The bottle was almost full.

“Did the doctor give you some more medicine?” Ophelia began to untangle Mrs. Coop’s yellow hair.

“Doctor? That doctor’s useless.”

“I suppose that’s all very well, if one had the foresight to bring medicine with them from America, and—”

“Quit prattling. My complexion is too dark. Fix it. Concoct me one of your preparations with the juice of a lemon or whatever it is you use. And I wish you to make my hair the color of ebony. You are capable of that, aren’t you?”

This was as good an opportunity as she was going to get.

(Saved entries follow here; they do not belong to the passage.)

PR #2303, opened 2019-08-16
Added "samplingExcludedTypes" configuration to AppInsightsLoggers

### LINKED ISSUE #4753: Change behavior so that requests and metrics are never throttled
https://docs.microsoft.com/en-us/azure/azure-monitor/app/sampling#types-of-sampling
<ExcludedTypes>Trace;Exception</ExcludedTypes>
A semi-colon delimited list of types that you do not want to be sampled. Recognized types are: Dependency, Event, Exception, PageView, Request, Trace. All instances of the specified types are transmitted; the types that are not specified are sampled.
 

The setting is here https://github.com/Microsoft/ApplicationInsights-dotnet/blob/master/src/ServerTelemetryChannel/AdaptiveSamplingTelemetryProcessor.cs#L70, not on the SamplingSettings like I was hoping. So we’ll need to figure out where this goes and what it looks like in host.json, but should be pretty easy once we decide.

gzuber:
Resolves https://github.com/Azure/azure-functions-host/issues/4753

I made the initial decision to create a new field `samplingExcludedTypes` at the `applicationInsights` level in host.json (as opposed to inside the `samplingSettings` object). I did this because it more closely mimics the way ApplicationInsights has `ExcludedTypes` outside of `SamplingPercentageEstimatorSettings`, so anyone with experience with AppInsights won't be thrown for a loop. Alternatively, this can be moved to be inside our `samplingSettings` object. I feel this might be more intuitive for someone with no prior experience -- it has to do with sampling, so it's in the `samplingSettings`. The only drawback to that approach -- and one reason I didn't put it there to start -- is that it requires a bit of special case code in azure-functions-host that would just move the value to outside the `samplingSettings` object (coincidentally to right where I put it to begin with). We are special casing to an extent already with `isEnabled`, but it's not quite the same since `isEnabled` is more of a switch on/off than a setting that flows through.

TL;DR -- A decision has to be made as to whether the potential benefit to usability would outweigh the cost of special casing the code.

### DIFF
--- a/src/Microsoft.Azure.WebJobs.Logging.ApplicationInsights/ApplicationInsightsLoggerOptions.cs
+++ b/src/Microsoft.Azure.WebJobs.Logging.ApplicationInsights/ApplicationInsightsLoggerOptions.cs
@@ -23,6 +23,16 @@ namespace Microsoft.Azure.WebJobs.Logging.ApplicationInsights
         public SamplingPercentageEstimatorSettings SamplingSettings { get; set; }
 
         /// <summary>
+        /// Gets or sets excluded types for sampling.
+        /// </summary>
+        public string SamplingExcludedTypes { get; set; }
+
+        /// <summary>
+        /// Gets or sets included types for sampling.
+        /// </summary>
+        public string SamplingIncludedTypes { get; set; }
+
+        /// <summary>
         /// Gets or sets snapshot collection options.
         /// </summary>
         public SnapshotCollectorConfiguration SnapshotConfiguration { get; set; }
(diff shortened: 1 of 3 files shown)


brettsam:
I think that's a fine choice to break the setting out. If anyone asks why we did it that way, we have a good answer :-)

src/Microsoft.Azure.WebJobs.Logging.ApplicationInsights/ApplicationInsightsLoggerOptions.cs
```diff
@@ -22,6 +22,11 @@ public class ApplicationInsightsLoggerOptions : IOptionsFormatter
         /// </summary>
         public SamplingPercentageEstimatorSettings SamplingSettings { get; set; }
 
+        /// <summary>
+        /// Gets or sets excluded types for sampling.
+        /// </summary>
+        public string SamplingExcludedTypes { get; set; }
```
brettsam, line 28: While we're in here -- I think we should just add `IncludedTypes` as well to give people the full API.

brettsam (commented):
I think we should add IncludedTypes here as well... should be pretty straightforward.

brettsam:
Looking at their XML config, I actually think we *should* put this under SamplingSettings in host.json. It looks like App Insights puts these settings all under the same XML node in their config: https://docs.microsoft.com/en-us/azure/azure-monitor/app/sampling#configuring-adaptive-sampling-for-aspnet-applications. So we should get that working as well. But doing it this way here still works -- we can do that translation in the host repo.

gzuber:
I added IncludedTypes here, and I have the translation in the Host repo done here: https://github.com/Azure/azure-functions-host/pull/4843

brettsam (approved):
Looks great!

PR #2315, opened 2019-08-29
Adding support for runtime scale monitoring

mathewc:
Addresses https://github.com/Azure/azure-functions-host/issues/4657

### DIFF
--- a/src/Microsoft.Azure.WebJobs.Extensions.Storage/Queues/Listeners/QueueListener.cs
+++ b/src/Microsoft.Azure.WebJobs.Extensions.Storage/Queues/Listeners/QueueListener.cs
@@ -12,6 +12,7 @@ using Microsoft.Azure.WebJobs.Extensions.Storage;
 using Microsoft.Azure.WebJobs.Host.Executors;
 using Microsoft.Azure.WebJobs.Host.Listeners;
 using Microsoft.Azure.WebJobs.Host.Protocols;
+using Microsoft.Azure.WebJobs.Host.Scale;
 using Microsoft.Azure.WebJobs.Host.Timers;
 using Microsoft.Extensions.Logging;
 using Microsoft.WindowsAzure.Storage;
@@ -19,8 +20,10 @@ using Microsoft.WindowsAzure.Storage.Queue;
 
 namespace Microsoft.Azure.WebJobs.Host.Queues.Listeners
 {
-    internal sealed partial class QueueListener : IListener, ITaskSeriesCommand, INotificationCommand
+    internal sealed partial class QueueListener : IListener, ITaskSeriesCommand, INotificationCommand, IScaleMonitor<QueueTriggerMetrics>
     {
+        const int NumberOfSamplesToConsider = 5;
+
         private readonly ITaskSeriesTimer _timer;
         private readonly IDelayStrategy _delayStrategy;
         private readonly CloudQueue _queue;
@@ -35,10 +38,18 @@ namespace Microsoft.Azure.WebJobs.Host.Queues.Listeners
         private readonly TimeSpan _visibilityTimeout;
         private readonly ILogger<QueueListener> _logger;
         private readonly FunctionDescriptor _functionDescriptor;
+        private readonly string _functionId;
+        private readonly ScaleMonitorDescriptor _scaleMonitorDescriptor;
+
         private bool? _queueExists;
         private bool _foundMessageSinceLastDelay;
         private bool _disposed;
         private TaskCompletionSource<object> _stopWaitingTaskSource;
+
+        // for mock testing only
+        internal QueueListener()
+        {
+        }
 
         public QueueListener(CloudQueue queue,
             CloudQueue poisonQueue,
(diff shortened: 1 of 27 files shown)


build/common.props
```diff
@@ -1,9 +1,8 @@
 <Project>
   <PropertyGroup>
     <!-- Extensions can have independent versions and only increment when released -->
-    <Version>3.0.13$(VersionSuffix)</Version>
-    <ExtensionsStorageVersion>3.0.9$(VersionSuffix)</ExtensionsStorageVersion>
-
+    <Version>3.0.14$(VersionSuffix)</Version>
```
mathewc: This is just for my own local testing and won't be checked in

src/Microsoft.Azure.WebJobs.Extensions.Storage/Queues/Listeners/QueueListener.cs
```diff
@@ -377,5 +387,184 @@ private void ThrowIfDisposed()
...
+        }
+
+        async Task<ScaleMetrics> IScaleMonitor.GetMetricsAsync()
+        {
+            return await GetMetricsAsync();
+        }
+
+        public async Task<QueueTriggerMetrics> GetMetricsAsync()
+        {
+            int queueLength = 0;
```
mathewc, line 411: The GetMetricsAsync/GetScaleStatus implementations are a direct port from ScaleController

src/Microsoft.Azure.WebJobs.Host/Listeners/HostListenerFactory.cs
```diff
@@ -26,9 +27,10 @@ internal class HostListenerFactory : IListenerFactory
         private readonly ILoggerFactory _loggerFactory;
         private readonly ILogger _logger;
         private readonly bool _allowPartialHostStartup;
+        private readonly IScaleMonitorManager _monitorManager;
 
         public HostListenerFactory(IEnumerable<IFunctionDefinition> functionDefinitions, SingletonManager singletonManager, IJobActivator activator,
-            INameResolver nameResolver, ILoggerFactory loggerFactory, bool allowPartialHostStartup = false)
+            INameResolver nameResolver, ILoggerFactory loggerFactory, IScaleMonitorManager monitorManager, bool allowPartialHostStartup = false)
```
mathewc, line 33: I introduced this IScaleMonitorManager as a registry for monitor instances, to solve the problem that these instances are discovered/registered at *runtime* below. This way, we only register the monitor for a listener if it isn't a disabled function. Open to better ways of doing this. I didn't think I should be taking and dynamically modifying the DI services collection.

src/Microsoft.Azure.WebJobs.Host/Scale/IScaleMonitor.cs
```diff
@@ -0,0 +1,45 @@
...
+        /// </summary>
+        /// <param name="context">The <see cref="ScaleStatusContext"/> to use to determine
+        /// the scale status.</param>
+        /// <returns>The scale status.</returns>
+        ScaleStatus GetScaleStatus(ScaleStatusContext context);
+    }
+
+    public interface IScaleMonitor<TMetrics> : IScaleMonitor where TMetrics : ScaleMetrics
+    {
+        new Task<TMetrics> GetMetricsAsync();
```
mathewc, line 36: The non-generic/generic split in these interfaces is somewhat unfortunate for implementors, though necessary I think. The functions host needs to interact with collections of IScaleMonitors (non-generic), however it also needs access to the actual TMetrics type, for serialization/deserialization, which it does at runtime. Open to other ideas on how to handle this.

src/Microsoft.Azure.WebJobs.Host/Scale/ScaleMonitorManager.cs
```diff
@@ -0,0 +1,44 @@
...
+        private readonly List<IScaleMonitor> _monitors = new List<IScaleMonitor>();
+        private object _syncRoot = new object();
+
+        public ScaleMonitorManager()
+        {
+        }
+
+        public ScaleMonitorManager(IEnumerable<IScaleMonitor> monitors)
+        {
+            // add any initial monitors coming from DI
```
mathewc, line 19: In addition to IListener based monitors mapped to functions, I've designed all this to support more general monitors, e.g. a host level CPU/Memory monitor. Such a monitor isn't tied to a function listener but could be registered with DI and would be picked up here.

test/Microsoft.Azure.WebJobs.Host.EndToEndTests/WebJobs.Host.EndToEndTests.csproj
```diff
@@ -32,7 +32,7 @@
     <PackageReference Include="Microsoft.Extensions.Logging" Version="2.1.0" />
     <PackageReference Include="Microsoft.NET.Test.Sdk" Version="15.5.0" />
     <PackageReference Include="Moq" Version="4.7.145" />
-    <PackageReference Include="WindowsAzure.Storage" Version="9.3.1" />
+    <PackageReference Include="WindowsAzure.Storage" Version="9.3.3" />
```
mathewc, line 35: Was getting a bunch of build errors, even when synced to dev w/o my changes. Not sure why - build was complaining that this package was being downgraded. This change fixes it.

“Yes, ma’am,” Ophelia said. “I can surely dye your hair. If you’ll give me leave to travel to the apothecary’s shop in Baden-Baden in the morning, I’ll mix you up something nice and strong.”

*   *   *

The day came
and went in the tower. By the time evening rolled in, Prue was near frantic with hunger and thirst. She tried pacing, to get her mind off things, and talking to the sparrows. She pounded on the door and shouted out the windows. No one came.

She huddled down on the mattress in the dark. She was too hungry and parched to cry, even.

There was a thud on the door.

Prue bolted upright.

“Who is it?” she called.

“Hansel,” came the muffled reply.

Crackers. “Just a minute!” She nudged the chamber pot further into the shadows. There was nothing to do about the straw in her hair, the shine on her chin, or the way the ugly brown dress was starting to smell a little ripe.

“What’s happening?” she said through the keyhole. “Thought everyone forgot about me.”

“May I come in?”

She swallowed. “Course.”

Hansel unlocked the door and stepped inside. In the darkness, he seemed bigger than she remembered, and something ferocious thrummed in the air around him. His hair stuck out like a lion’s mane.

He shut the door behind him. “Here.” He passed her a jug and a plate of—oh heavenly!—hazelnut buns and sausages. “I was told you were forgotten today.”

She grabbed the plate and jug and sank to the stone floor. To heck with Ma’s lectures about ladies pretending they hadn’t got appetites. She uncorked the jug and took several gulps of cool water.

“We are leaving in the morning,” Hansel said.

Prue sputtered on water. “Leaving! What’s the matter? Where?”

“My father is dead.”

“What?” Prue’s first thought was the booze. Maybe Karl drank himself under the daisies after the humiliations of last night.

“Poisoned.”

“Like Mr. Coop?”

“Not precisely.” Hansel began pacing back and forth, making the tower feel even more like a cage. He described how Katrina had discovered Karl collapsed beside a teacup.

Prue sat still on the floor, the buns and sausages forgotten. Her heart was pumping fast.

“I went through my father’s things,” Hansel said. He stopped to stare out the iron-barred window. “To see if I might find some clue as to why anyone would kill him. I suspected it might have something to do with his gambling debts. Instead, I found a letter. Addressed to me.”

Prue waited.

“He wrote that he feared he might be killed soon, although he did not say by whom. And that he wished to relay to me important knowledge, in the event that he was killed.”